We agree with the trial court's interpretation of this transaction. The first agreement made between the parties was to furnish bail to the end that defendant Collen's stepson might be released from the Flint jail. This was accomplished when plaintiff furnished a cash bail bond; at this point, the services were performed and the charge agreed upon earned. The taking of a deed of defendants' property and giving them in return a land contract on said property were incidental to and were given for the purpose of securing plaintiff by reason of his having furnished bail. The circumstances surrounding the entire transaction negative the idea of a loan. In the first place, the property only had an assessed valuation of $1,800 and plaintiff was required to pay off a $200 mortgage upon the property as well as deposit $1,500 for cash bail. This was in April, 1929, and at a time when property had an inflated value. Good business judgment would not permit such a loan. We also find that defendants at no time actually had control of the money nor after its deposit did plaintiff have any control of it.
The trial judge was correct in disallowing the charge of $80 for four trips to Flint. This was part of the service that plaintiff agreed to perform for $300. However, the items of money paid for insurance on the property, taxes paid, as well as the costs of the circuit court commissioner are all proper charges for which plaintiff is entitled to an accounting.
The facts in the instant case do not come within the rule laid down in Continental National Bank v. Fleming, 170 Mich. 624, but rather with the rule as stated in 21 A.L.R. 900 and approved in Barras v. Young, 185 Mich. 496, 512.
"The principle controlling the decision of these cases is laid down in Washington Fire Ins. Co. v.
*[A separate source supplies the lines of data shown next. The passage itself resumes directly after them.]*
PR #604, opened 2023-05-10
add `rand` for `ProbabilitySimplex`

adienes:
uniformly samples from probability simplex if no point given. otherwise returns a mean-zero vector of gaussians.


adienes:
sorry should have squashed all those first. had to turn off the random tangent test since `isapprox` has `atol` set to `0,` and thus `isapprox(_, 0)` is testing for exact equality.

I think pr is ok now? let me know

src/manifolds/ProbabilitySimplex.jl
```diff
@@ -281,6 +281,35 @@ mean(::ProbabilitySimplex, ::Any...)
 
 default_estimation_method(::ProbabilitySimplex, ::typeof(mean)) = GeodesicInterpolation()
```
kellertuer, line 283: We usually document our functions on the non-mutating case, i.e. here `rand()`, see https://github.com/JuliaManifolds/Manifolds.jl/blob/369eef7418089baaf59a6215ed2fd94b23174d8a/src/manifolds/Stiefel.jl#L310-L322 – could you add that here as well? If possible, a formula / name / reference would be great as well

test/manifolds/probability_simplex.jl
```diff
@@ -57,6 +57,8 @@ include("../utils.jl")
                 inverse_retraction_methods=[SoftmaxInverseRetraction()],
                 retraction_methods=[SoftmaxRetraction()],
                 test_inplace=true,
+                test_rand_point=true,
+                #test_rand_tvector=true, # implemented, but turned off until atol can be set locally
```
kellertuer, line 61: Could you elaborate? Where is that missing? In the probability simplex or in the test suite?

You could also write a test outside this test suite: set the seed, call both rand-variants (points / tangent vectors) and test that you got a point / a vector, ,resp.

kellertuer (changes requested):
Thanks for your PR – contributions are always happily welcome :)

I have two small remarks – and never mind several commits – for a PR that is always good to see also a bit the development, we squash-merge PRs anyways.

mateuszbaran:
> sorry should have squashed all those first. had to turn off the random tangent test since `isapprox` has `atol` set to `0,` and thus `isapprox(_, 0)` is testing for exact equality.

The easiest way to handle this is setting `rand_tvector_atol_multiplier=1` keyword argument to `test_manifold`, or a bigger number if needed. I think we should start setting non-zero absolute tolerance for tangent vector tests by default but that's a separate issue :slightly_smiling_face: .

kellertuer:
>  I think we should start setting non-zero absolute tolerance for tangent vector tests by default but that's a separate issue 🙂 .

Good point to keep in mind for #548 .

src/manifolds/ProbabilitySimplex.jl
```diff
@@ -281,6 +281,49 @@ mean(::ProbabilitySimplex, ::Any...)
...
+``T_{vector\_at}\mathrm{\Delta}^n``by shifting a multivariate Gaussian with standard deviation `σ` 
+to have a zero component sum.
+"""
+rand(::ProbabilitySimplex; σ::Real=1.0)
+
+function Random.rand!(M::ProbabilitySimplex, pX; vector_at=nothing, σ=one(eltype(pX)))
+    n = only(representation_size(M))
+    if isnothing(vector_at)
+        _r = sort(vcat(rand(n - 1), [0.0, 1.0]))
+        pX .= (circshift(_r, -1) .- _r)[1:n]
```
sethaxen, line 302: We could make fewer allocations and avoid the `O(n*log(n))` sorting by using the fact that `Dirichlet(alpha=ones(n))` is the uniform distribution on the probability simplex, so the usual Gamma distribution (see https://en.wikipedia.org/wiki/Dirichlet_distribution#Random_variate_generation) approach for drawing from Dirichlet reduces to drawing from `Exponential(1)`:
```suggestion
        Random.randexp!(pX)
        LinearAlgebra.normalize!(pX, 1)
```

src/manifolds/ProbabilitySimplex.jl
```diff
@@ -281,6 +281,49 @@ mean(::ProbabilitySimplex, ::Any...)
...
+    else
+        _r = randn(n) .* σ
+        pX .= _r .- mean(_r)
```
sethaxen, line 305: We don't need the allocation to `r_`.
```suggestion
       Random.randn!(pX)
       pX .= (pX .- mean(pX)) .* σ
```

src/manifolds/ProbabilitySimplex.jl
```diff
@@ -281,6 +281,49 @@ mean(::ProbabilitySimplex, ::Any...)
...
+    end
+    return pX
+end
+function Random.rand!(
```
sethaxen, line 309: I know elsewhere in this package we write separate methods for with and without `rng`, but this was a mistake. In general, we should implement sampling methods with `rng` and then the one without `rng` should just dispatch to this by passing `Random.default_rng()` as the first argument. This is what Random itself does.

sethaxen (changes requested):

src/manifolds/ProbabilitySimplex.jl
kellertuer: Nice! That should also be reflected in the docs.

src/manifolds/ProbabilitySimplex.jl
kellertuer: I was not aware f that we should then slowly improve our code :)

mateuszbaran: I will make a PR that improves this.

kellertuer:
With your current tolerance factor of 1 you are still checking for machine precision zero, which might be a bit tough (that is why 1.6 failed, maybe raise the factor to `10.0`?

test/manifolds/probability_simplex.jl
```diff
@@ -57,6 +57,9 @@ include("../utils.jl")
                 inverse_retraction_methods=[SoftmaxInverseRetraction()],
                 retraction_methods=[SoftmaxRetraction()],
                 test_inplace=true,
+                test_rand_point=true,
+                test_rand_tvector=true,
+                rand_tvector_atol_multiplier=1,
```
kellertuer, line 62:
```suggestion
                rand_tvector_atol_multiplier=10.0,
```
I think I can even trick my remark with a comment and merge it myself, let's try whether this already fixes the tests.

kellertuer, line 62:
```suggestion
                rand_tvector_atol_multiplier=10.0,
```
I think I can even trick my remark with a comment and merge it myself, let's try whether this already fixes the tests.

sethaxen:
Okay, got it. The standard reference is Theorem 2.2, Chapter 5 of

Luc Devroye. Non-Uniform Random Variate Generation. Springer-Verlag, New York, 1986. doi: 10.1007/978-1-4613-8643-8

src/manifolds/ProbabilitySimplex.jl
```diff
@@ -281,6 +281,39 @@ mean(::ProbabilitySimplex, ::Any...)
...
+@doc raw"""
+    rand(::ProbabilitySimplex; vector_at=nothing, σ::Real=1.0)
+
+
+When `vector_at` is `nothing`, return a random (uniform) point `x` on the [`ProbabilitySimplex`](@ref)
+manifold `M` by normalizing a sample from an exponential distribution to unit sum.
+
+When `vector_at` is not `nothing`, return a (Gaussian) random vector from the tangent space
+``T_{p}\mathrm{\Delta}^n``by shifting a multivariate Gaussian with standard deviation `σ` 
+to have a zero component sum.
```
kellertuer, line 293:
```suggestion
to have a zero component sum, see [^ Devroye1986], Theorems 2.1 and 2.2 p. 207, 208.

[^Devroye1986]:
    > Devroye, L.:
    > _Non-Uniform Random Variate Generation_.
    > Springer New York, NY, 1986.
    > doi: [10.1007/978-1-4613-8643-8](https://doi.org/10.1007/978-1-4613-8643-8)
"""
```

adienes:
thank you for adding the reference. we should probably merge one of this PR or #605 first, then rebase the other? I think as-is they are slightly incompatible

kellertuer:
Oh I might have crashed formatting, sorry for that (editing here has its disadvantages). But I‘ll activate Docs rendering as well now :)

mateuszbaran:
> thank you for adding the reference. we should probably merge one of this PR or #605 first, then rebase the other? I think as-is they are slightly incompatible

I think we can merge this one first, and then I will fix incompatibility in #605 .

src/manifolds/ProbabilitySimplex.jl
```diff
@@ -281,6 +281,45 @@ mean(::ProbabilitySimplex, ::Any...)
...
+@doc raw"""
+    rand(::ProbabilitySimplex; vector_at=nothing, σ::Real=1.0)
+
+
+When `vector_at` is `nothing`, return a random (uniform) point `x` on the [`ProbabilitySimplex`](@ref)
+manifold `M` by normalizing a sample from an exponential distribution to unit sum.
+
+When `vector_at` is not `nothing`, return a (Gaussian) random vector from the tangent space
+``T_{p}\mathrm{\Delta}^n``by shifting a multivariate Gaussian with standard deviation `σ` 
+to have a zero component sum, see [^ Devroye1986], Theorems 2.1 and 2.2 p. 207, 208.
```
kellertuer, line 293:
```suggestion
to have a zero component sum, see [^Devroye1986], Theorems 2.1 and 2.2 on p. 207 and 208, respectively.
```

we can not push the docs PR (since the PR is not from this repo) but I saw the error in my type which is fixed here.

kellertuer (dismissed):
My points are clarified. Thanks for the contribution and the good further ideas.

mateuszbaran (approved):

src/manifolds/ProbabilitySimplex.jl
```diff
@@ -281,6 +281,45 @@ mean(::ProbabilitySimplex, ::Any...)
 
 default_estimation_method(::ProbabilitySimplex, ::typeof(mean)) = GeodesicInterpolation()
 
+@doc raw"""
+    rand(::ProbabilitySimplex; vector_at=nothing, σ::Real=1.0)
+
+
+When `vector_at` is `nothing`, return a random (uniform) point `x` on the [`ProbabilitySimplex`](@ref)
+manifold `M` by normalizing a sample from an exponential distribution to unit sum.
```
sethaxen, line 289: The reference refers to sampling from the simplex, not its tangent space:
```suggestion
manifold `M` by normalizing independent exponential draws to unit sum, see [^Devroye1986], Theorems 2.1 and 2.2 on p. 207 and 208, respectively.
```

src/manifolds/ProbabilitySimplex.jl
```diff
@@ -281,6 +281,45 @@ mean(::ProbabilitySimplex, ::Any...)
...
+
+When `vector_at` is not `nothing`, return a (Gaussian) random vector from the tangent space
+``T_{p}\mathrm{\Delta}^n``by shifting a multivariate Gaussian with standard deviation `σ` 
+to have a zero component sum, see [^Devroye1986], Theorems 2.1 and 2.2 on p. 207 and 208, respectively.
```
sethaxen, line 293:
```suggestion
to have a zero component sum.
```

sethaxen (changes requested):
Just a minor docstring fix. Also, this should get a patch version bump. Otherwise, LGTM.

mateuszbaran:
I think I will merge this and bump version in #605 -- thank you for your contribution :slightly_smiling_face:

kellertuer:
But we already discussed, that this is w.r.t. the „wrong” metric, i.e. not our default one but the Euclidean (with respect to which the manifold is not complete).

mateuszbaran:
Yes, it's not uniform wrt. our metric but we never claimed to always use uniform distributions (for manifolds of finite volume). And we can change it later.

kellertuer:
Sure, I would still prefer if we could switch this one to be the one with the metric manifold / euclidean metric?

mateuszbaran:
OK, I'll wait then.

kellertuer:
What for? If you feel confident to make a breaking change when we implement the “right” Gaussian Simplex rand, we can merge this.
I think it would be best to just switch it to said metric manifold, then I would feel confident merging this (in the PT issue Seth mentioned how the Fisher-Rao rand should look like, we can also add this here – but my brain is already grilled for today ;) )

mateuszbaran:
> What for? If you feel confident to make a breaking change when we implement the “right” Gaussian Simplex rand, we can merge this.

I was going to wait until this PR has the right distribution? I was just wondering if maybe I should finish #605 first then. Also I do not consider changing the default distribution of `rand!` to be a breaking change.

> I think it would be best to just switch it to said metric manifold, then I would feel confident merging this (in the PT issue Seth mentioned how the Fisher-Rao rand should look like, we can also add this here – but my brain is already grilled for today ;) )

That would also be fine.

sethaxen:
I still think this is the right measure to use. When I pointed out the connections of the metrics to the measures, what I meant was that this measure is uniform wrt the Hausdorff (volume/area) measure on the probability simplex. The Hausdorff measure relies on the metric from an embedding. The other uniform measure comes from taking the Hausdorff measure on the hypersphere and pushing it forward through the elementwise square operation. This is related to the Fisher-Rao metric in the sense that Fisher-Rao on the simplex is equivalent to the Euclidean metric on the hypersphere. There are probably other ways to formulate this measure that doesn't invoke the hypersphere.

My geometric measure theory isn't amazing, but there isn't a direct connection between a measure and a metric like there is between a metric and a geodesic. So having a default metric doesn't necessitate choosing a default measure that is somehow related to that metric. In my opinion, for compact manifolds, the most sensible default metric should be the one that is most widely used as a base measure for density functions. In most cases this is a Haar measure for groups and a Hausdorff measure for manifolds. For the simplex, the Hausdorff measure is the most common one, so I'd recommend using that one.

adienes:
if I am reading it correctly, the only ask for `rand` from `ManifoldsBase.jl` is
>Usually a uniform distribution should be expected for compact manifolds and a Gaussian-like distribution for non-compact manifolds and tangent vectors, although it is not guaranteed. The distribution may change between releases.

As @kellertuer noted in the other thread, since `p_i > 0` is a strict ineq. then probability simplex is not compact, so maybe the uniform distribution is not the right choice either way? Although I'm not sure what a "Gaussian-like" distribution on this space looks like besides just making `α` larger when sampling `Dirichlet(α .* ones(n))`

mateuszbaran:
> My geometric measure theory isn't amazing, but there isn't a direct connection between a measure and a metric like there is between a metric and a geodesic. So having a default metric doesn't necessitate choosing a default measure that is somehow related to that metric.

There definitely is a Riemannian concept of a measure: https://joekmiller.files.wordpress.com/2019/06/geometric-measure-theory-and-volumes-of-manifolds.pdf . I would expect that Hausdorff measure and Riemannian/Lebesgue measure would be the same as the "pushforward from sphere" measure? Do you have a source about measures on the probability simplex that suggest otherwise?

mateuszbaran:
> As @kellertuer noted in the other thread, since `p_i > 0` is a strict ineq. then probability simplex is not compact, so maybe the uniform distribution is not the right choice either way? Although I'm not sure what a "Gaussian-like" distribution on this space looks like besides just making `α` larger when sampling `Dirichlet(α .* ones(n))`

I think one of our problems with simplex is that we are not totally sure if we should consider it without the boundary or add the boundary (which can be done in a consistent way). Then such a simplex with boundary would be a compact. Also, that comment in ManifoldsBase about rand should be considered more like a general suggestion than something that must be always followed.

kellertuer:
I personally prefer the simplex without boundary, but meant exactly like that – I personally ;)

adienes:
it is too bad that such decisions must always come with tradeoffs. I say that, because I think for my selfish purposes, it would be preferable to include the boundary 😂.

for context, my original intent was to solve a version of the optimal transport problem, in which case one might want to add regularization terms for the number of edges taken, i.e. zero-norm of point on simplex, so coordinates would ideally be able to be set to 0

mateuszbaran:
No tradeoffs needed, we can always have both variants :smile: . I would just have to carefully consider what to do on the boundary.

And I would definitely like to support solving optimal transport problems with Manifolds.jl.

kellertuer:
We can do both - either with two manifold types or with a parameter in this one type, but that is one thing we need since even `is_point` is different for both.

But sure having both would also be cool. I think the current functions are more for the open one (where the metric induces that the boundary is infinitely far away).

mateuszbaran:
> (where the metric induces that the boundary is infinitely far away).

Why do you think so? It is at a finite distance. Take a look at Seth's picture, or `injectivity_radius`.

kellertuer:
> > (where the metric induces that the boundary is infinitely far away).
> 
> 
> 
> Why do you think so? It is at a finite distance. Take a look at Seth's picture, or `injectivity_radius`.

I am quite sure I implemented it that way, and that in Seth's picture it is just arbitrarily close.

kellertuer:
But even independent of that, with a small parameter, we can have both and that would be great.

mateuszbaran:
> I am quite sure I implemented it that way, and that in Seth's picture it is just arbitrarily close.

A simple argument to the contrary would be: Fisher-Rao geodesics are pushforwards of geodesics on the sphere. What you see in Seth's picture is actually stitching pushforwards of geodesic arcs from different orthants of the sphere.

kellertuer:
Now I am not so sure anymore.

kellertuer:
As it is so often with manifolds: It depends on the metric (and yesterday on my hike I did not check which one we implement). So I will contribute my favourite one soon, see
https://arxiv.org/pdf/1604.08714.pdf
section 2.3.

With respect to _that_ (with the division by x^2 one can already see the similarity to SPDs in the metric) we do have that the boundary is infinite far away.

mateuszbaran:
> As it is so often with manifolds: It depends on the metric (and yesterday on my hike I did not check which one we implement). So I will contribute my favourite one soon, see
> https://arxiv.org/pdf/1604.08714.pdf
> section 2.3.

That would explain our disagreement then :smile: . Section 2.3 of that manuscript seems to define our `PositiveArrays` manifold though? Do you mean simplex as a submanifold of `PositiveArrays` with arrays that sum to 1?

kellertuer:
Well, you are a bit more correct since you referred to the current implementation.

Yes it is very close to (element wise) positive numbers - with a constraint that they sun to one.

kellertuer:
Let‘s maybe shorten this – we can not solve all things we discussed with the simplex in this PR, so let‘s summarise this in an issue, maybe the one about PT, maybe a new one.

For this one my main point is: Should we

a) keep it as is and „risk“ a breaking change when we move this variant to another metric? Or
b) Move this to the Euclidean metric and add the method Seth already mentioned to the default?

Either should be doable in not so much effort so we can finish this (and sorry @adienes that this PR got longer than I hoped for).

kellertuer:
I would also prefer b).

adienes:
I attempted to apply the suggestions to add both versions of `rand`, as well as rebasing on top of #605 

I wasn't sure what the best way to test `rand(MetricManifold(<:ProbabilitySimplex, <:EuclideanMetric))` was

Also, this is more general Julia thing than `Manifolds.jl` but I'm not sure how exactly which is the "best" way to form the dispatch among the following
```
> rand(MetricManifold(::ProbabilitySimplex, ...)
> rand(MetricManifold(<:ProbabilitySimplex, ...)
> rand(MetricManifold(<:ProbabilitySimplex{n}, ...) where {n}
```

kellertuer:
For the test, just generate `M = MetricManifold(ProbabilitySimplex(3), EuclideanMetric())`.
By default we assume that any manifold (implicitly) has a metric when implemented first – for the probablility simplex that is the Fisher Rao metric. The above one replaces that default by the euclidean matrix. That is what you want.

For your code questions

> >    rand(MetricManifold(::ProbabilitySimplex, ...)
> >   rand(MetricManifold(<:ProbabilitySimplex, ...)
>>    rand(MetricManifold(<:ProbabilitySimplex{n}, ...) where {n}

The first says: When any `ProbabilitySimplex` comes along, the second matches on every subtype (more specific) the matches similarly, just that the parameter is not `Any` (but unkown by name) but gets the name `n` (but since that is not restricted, it is still of type `Any` in general, just now it has a name.

I would propose to do PT and also the change to distinguishing open and closed simpllices in a new PR, to (a) keep this here of a finite length (time and space wise). Also small steps published and tagged is nicer than larger steps (that also might not finish if we get stuck?) – take it step by step (PR by PR).

Thanks for your contribution, looking forward to more then.

I will review your code somewhen later today I hope.

mateuszbaran:
> Also, this is more general Julia thing than `Manifolds.jl` but I'm not sure exactly which is the "best" way to form the dispatch among the following. It does not seem to be entirely consistent among existing manifold implementations.
> 
> ```
> > rand(MetricManifold(::ProbabilitySimplex, ...)
> > rand(MetricManifold(<:ProbabilitySimplex, ...)
> > rand(MetricManifold(<:ProbabilitySimplex{n}, ...) where {n}
> ```

The basic pattern is something like
```julia
function exp!(
    ::MetricManifold{ℝ,SymmetricPositiveDefinite{N},LogCholeskyMetric},
    q,
    p,
    X,
) where {N}
```
We could have `MetricManifold{ℝ,<:SymmetricPositiveDefinite{N},<:LogCholeskyMetric}` there -- adding `<:` is fine, though as far as I understand not having `<:` when it's not necessary makes compiler's work easier, so we drop it sometimes. `<:` is not necessary when all type parameters are explicitly provided (here: for `LogCholeskyMetric` and `SymmetricPositiveDefinite`).

> It sounds like there are more tasks down the line, like adding the parallel transports, possibly adding boundary, etc.; this is an interesting domain to me (and, in self-interest, I'm hoping to use the package for a few projects), so I'm happy to contribute further if the tasks can be broken down / described a little bit :)

I think adding parallel transports would be a good project for start. Adding boundary not so much but I will try to find some time this week to work on it. I will also write in the parallel transport issue how to derive and implement it :slightly_smiling_face: .

src/manifolds/ProbabilitySimplex.jl
```diff
@@ -281,6 +281,44 @@ mean(::ProbabilitySimplex, ::Any...)
...
+rand(::ProbabilitySimplex; σ::Real=1.0)
+
+function Random.rand!(
+    rng::AbstractRNG,
+    M::ProbabilitySimplex,
+    pX;
+    vector_at=nothing,
+    σ=one(eltype(pX)),
+)
+    if isnothing(vector_at)
```
kellertuer, line 311: You transferred this to the rand with the Euclidean Metric which looks nice, but then this should be changed to the rand that Seth described at https://github.com/JuliaManifolds/Manifolds.jl/issues/606#issuecomment-1546869201 - both for point and vector?

kellertuer: Otherwise we would double code, which is not nice – and the whole idea of moving this rand over is to have a second (i.e. different) one here :)

adienes: I think they are different `rand` for point right? one samples uniformly from l1 ball and the other from l2 ball. happy to change the vector as well of course, but not sure I fully understand how the tangent space geometry changes with the two different metrics

mateuszbaran: I think it would be easiest to do `change_metric!(M, pX, EuclideanMetric(), vector_at, pX)` to convert to Fisher-Rao metric.

mateuszbaran:
It looks like the PR stalled a bit. @adienes , if you are OK with it I could just finish these changes myself. I understand that these discussions around distributions may be somewhat confusing.

kellertuer:
I want to add: Thanks for your contribution @adienes ! Sorry that we went a bit off to discuss how to best integrate your great initiative here, please do not feel discouraged by those discussions.
As Mateusz said, we can surely finish these changes required here still ourselves, if you feel confused. Let us know if you need something more than this PR (sure PT is next on the list but we have an issue for that already :) )

adienes:
sorry, busy week at work, didn't mean to stall 😅. let me take one more crack at it; I will make time this week. if you don't hear from me by Saturday feel free to release the hounds

kellertuer:
No worries, we are not in a rush, just careful, if you feel it is too much work or too complicated – sure, take your time :)

adienes:
> @mateuszbaran  change_metric!(M, pX, EuclideanMetric(), vector_at, pX)

I don't entirely follow how this must give back a tangent vector---it won't always be true that `pX` and `sqrt.(vector_at) .* pX` will both be mean-zero, right?

kellertuer:
Change metric should just change X in the following sense that

$\langle X,Y \rangle = \langle c(X), c(Y) \rangle_p$

where the inner product on the left is the Euclidean one (see the third argument, that is the metric we come from), the one on the right is the one on the Simplex (which depends on the point p) and $c$ denotes the change of metric function. But you are right $c$ should map from the tangent space at p into the tangent space at p, if it does not do that, we have to fix said function. We should not need to center afterwards.

mateuszbaran:
I meant changing the metric after centering, like
```julia
pX .= (pX .- mean(pX)) .* σ
change_metric!(M, pX, EuclideanMetric(), vector_at, pX)
```
or just 
```julia
pX .= (pX .- mean(pX)) .* σ .* sqrt.(vector_at)
```
for simplicity.

adienes:
It might not be centered anymore then though right? I thought the tangent vectors had to have 0 l1 norm

mateuszbaran:
Tangent vectors can have any norm, as long as their sum is 0 (i.e. they are centered).

kellertuer:
l1-norm is not completely correct, that would be the sum of the absolute values of the entries. If that is zero you have the zero vector (hence l1-norm is called norm).

The mean – the sum of the entries is 0, but that also holds for both versions, I think.

kellertuer:
No problem ;) I have those sometimes as well.

Concerning the question, I have to think about that a bit, I do not think so, since we are really just adapting the metric on the space i.e. change the elements within the space so the have the same norm and angles as before w.r.t the other metric (hence the name change metric)

mateuszbaran:
Wait... that's actually a good question. I assumed `change_representer` and `change_metric` are fine but when I look at them now they indeed seem to produce vectors that are not tangent. @kellertuer do you remember where you got the formulas from?

kellertuer:
We usually merge, that is easier (for PRs we squash-merge, which makes the master branch relatively clean again).

I will check the change of metric soon.

kellertuer:
Hm, I am now a bit confused, since the documentation of exp for example follows https://arxiv.org/pdf/1603.05285.pdf, Proposition 2.4, but the implementation – at least as far as I understand it – does something completely different.

The metric conversion seems wrong for now, I might have stayed too close to what is done on the positive numbers (element wise), will check for a correction. The change of representer seems right, though.

kellertuer:
HM, that's a tough one to solve, because it seems there are only n degrees of freedom (for the change metric) but I currently seem to have n+1 conditions.

mateuszbaran:
I've discussed with @kellertuer what is wrong with `change_representer` and `change_metric`. I will make a PR fixing them and then you will be able to continue :slightly_smiling_face: . Thank you for your question about validity of `change_metric`, I wouldn't notice that something is wrong without it.

kellertuer:
Yeah, thanks for the discussion it seems there might be a change metric :)

mateuszbaran:
`change_metric` is now fixed on master branch, so you can continue now :slightly_smiling_face:

adienes:
I had tried also to add some tests for the `ProbabilitySimplexEuclideanMetric`, but it was very hard to get any to pass since basically only `rand` is defined. it seems to want `retract` ...

mateuszbaran:
Hm, I think you can just take `exp` from `Euclidean`:
```julia
exp!(::MetricManifold{ℝ,<:ProbabilitySimplex,<:EuclideanMetric}, q, p, X) = (q .= p .+ X)
exp!(::MetricManifold{ℝ,<:ProbabilitySimplex,<:EuclideanMetric}, q, p, X, t::Number) = (q .= p .+ t .* X)
```
and it should more or less work.

adienes:
g2g?

test/manifolds/probability_simplex.jl
```diff
@@ -60,6 +62,24 @@ include("../utils.jl")
                 retraction_methods=[SoftmaxRetraction()],
                 test_inplace=true,
                 vector_transport_methods=[ParallelTransport()],
+                test_rand_point=true,
+                test_rand_tvector=true,
+                rand_tvector_atol_multiplier=10.0,
```
mateuszbaran, line 67:
```suggestion
                rand_tvector_atol_multiplier=20.0,
```
Almost G2G, this needs a slightly larger tolerance :slightly_smiling_face:

src/manifolds/ProbabilitySimplexEuclideanMetric.jl
```diff
@@ -0,0 +1,46 @@
...
+    q,
+    p,
+    X,
+    t::Number,
+)
+    return (q .= p .+ t .* X)
+end
+
+@doc raw"""
+    rand(::ProbabilitySimplex; vector_at=nothing, σ::Real=1.0)
```
mateuszbaran, line 13:
```suggestion
    rand(::MetricManifold{ℝ,<:ProbabilitySimplex,<:EuclideanMetric}; vector_at=nothing, σ::Real=1.0)
```

mateuszbaran (approved):

src/manifolds/ProbabilitySimplex.jl
```diff
@@ -354,6 +354,45 @@ function parallel_transport_to!(M::ProbabilitySimplex{N}, Y, p, X, q) where {N}
     return amplitude_to_simplex_diff!(M, Y, q_s, Ys)
 end
 
+@doc raw"""
+    rand(::ProbabilitySimplex; vector_at=nothing, σ::Real=1.0)
+
+
+When `vector_at` is `nothing`, return a random (uniform over the Fisher-Rao metric)
```
sethaxen, line 361: I'm not certain what the right terminology here is, but I don't think this is it. Maybe something like
```suggestion
When `vector_at` is `nothing`, return a random (uniform over the Fisher-Rao metric; that is, uniform with respect to the `n`-sphere whose positive orthant is mapped to the simplex).
```
If the bijection between the positive orthant and the simplex is somewhere documented already, we could link to that docstring.

But I'll do a literature search to see if there's a more specific name we can give here.

mateuszbaran: I think that can be done in a follow-up PR? This one is already taking way too much time.

kellertuer:
But then we should also register 0.8.71 soon, because I think we were just waiting for this PR.

mateuszbaran:
Yes, I've even forgotten we have a few changes on master without a new registered version.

Maple Valley Lumber Co. (1914), 77 Wn. 686 ( 138 P. 553), as follows: 'If a sum in excess of the statutory limit is paid as a commission or bonus for a loan, then the transaction is subject to the taint of usury, but if the sum so paid is for services rendered, or for profits earned upon a transaction other than the making of the loan, then the transaction is free from usury.' "
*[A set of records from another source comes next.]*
PR #605, opened 2023-05-11
Simplify random point/tangent generation by using default_rng

mateuszbaran:
See https://github.com/JuliaManifolds/Manifolds.jl/pull/604#discussion_r1191576815 .

There are some one-liners that I haven't converted to this pattern, I'm not sure if I should?

### DIFF
--- a/src/manifolds/FixedRankMatrices.jl
+++ b/src/manifolds/FixedRankMatrices.jl
@@ -444,26 +444,8 @@ and the singular values are sampled uniformly at random.
 If `vector_at` is not `nothing`, generate a random tangent vector in the tangent space of
 the point `vector_at` on the `FixedRankMatrices` manifold `M`.
 """
-function Random.rand(
-    M::FixedRankMatrices{m,n,k};
-    vector_at=nothing,
-    kwargs...,
-) where {m,n,k}
-    if vector_at === nothing
-        p = SVDMPoint(
-            Matrix{Float64}(undef, m, k),
-            Vector{Float64}(undef, k),
-            Matrix{Float64}(undef, k, n),
-        )
-        return rand!(M, p; kwargs...)
-    else
-        X = UMVTVector(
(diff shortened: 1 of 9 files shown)


adienes:
why separate out `vector_at` from the remainder of `kwargs...`?

mateuszbaran:
> why separate out `vector_at` from the remainder of `kwargs...`?

Good point -- default values are handled by the called function so this can be simplified.

> also, do all manifolds subtype `AbstractDecoratorManifold` ? seems like a `rand(M::T, args...; kwargs...) where {T <: AbstractDecoratorManifold} = rand(Random.default_rng(), args...; kwargs...)` would be easier than repeating this pattern every time

No, not all manifolds subtype `AbstractDecoratorManifold` but all subtype `AbstractManifold`. So we could have `rand(M::T, args...; kwargs...) where {T <: AbstractManifold} = rand(Random.default_rng(), M, args...; kwargs...)`. Good idea.

adienes:
I know I have very little history with this package so I apologize if I sound picky or backseat-driving :)

It seems a little funky to put the dispatches for `Base.rand!` and `Base.in` in `src/Manifolds.jl` when the rest of that file is all about just managing `include`, `export`, `requires`, and the like. Maybe these can be factored out into a file like `abstractmanifold_fallbacks.jl` and included into `src/Manifolds.jl` ?

kellertuer:
Sure we can do these fallbacks in a separate file. In the long run they probably could move to base.

and @adienes no, these questions are absolutely ok and fine. Here we were just lazy, I think, but even in general, when we now worked with a few things for quite a while, they might seem normal / obvious for us but maybe they have better alternatives – or actually a good reason; but reflecting/discussing those things (again) is often a good idea.

mateuszbaran:
Maybe let's merge this first since #604 needs a bit more thought?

It is the defendants' claim that the second contract for $850 is a usurious contract and being tainted with fraud is governed by the principle enunciated in Gladwin State Bank v. Dow, 212 Mich. 521, 539 (13 A.L.R. 1233), wherein the court said, "where a renewal note is given containing and providing for usurious interest, or where usurious interest is exacted, the defense of usury not only in the particular note sued upon but in all of its predecessors where it exists, if it exists at all, is available to the maker as a defense." But in the instant case, we find no usury nor is the same tainted with fraud so far as matters relate to the first contract, whereas in Gladwin State Bank v. Dow, supra, the excessive interest was charged at the inception of the first transaction. In 3 A.L.R. 877, the general rule is stated as follows:
"It is universally recognized that if a transaction or an obligation is free from usury in its origin no subsequent usurious transaction respecting it can affect it with the taint of usury, the theory being that the question whether a contract is usurious or not must be decided with reference to the time when it was entered into."
See, also, Richard v. Kountze, 4 Neb. 200.
The decree of the lower court is affirmed, with costs to plaintiff.
POTTER, C.J., and NELON SHARPE, NORTH, FEAD, WIEST, BUTZEL, and BUSHNELL, JJ., concurred.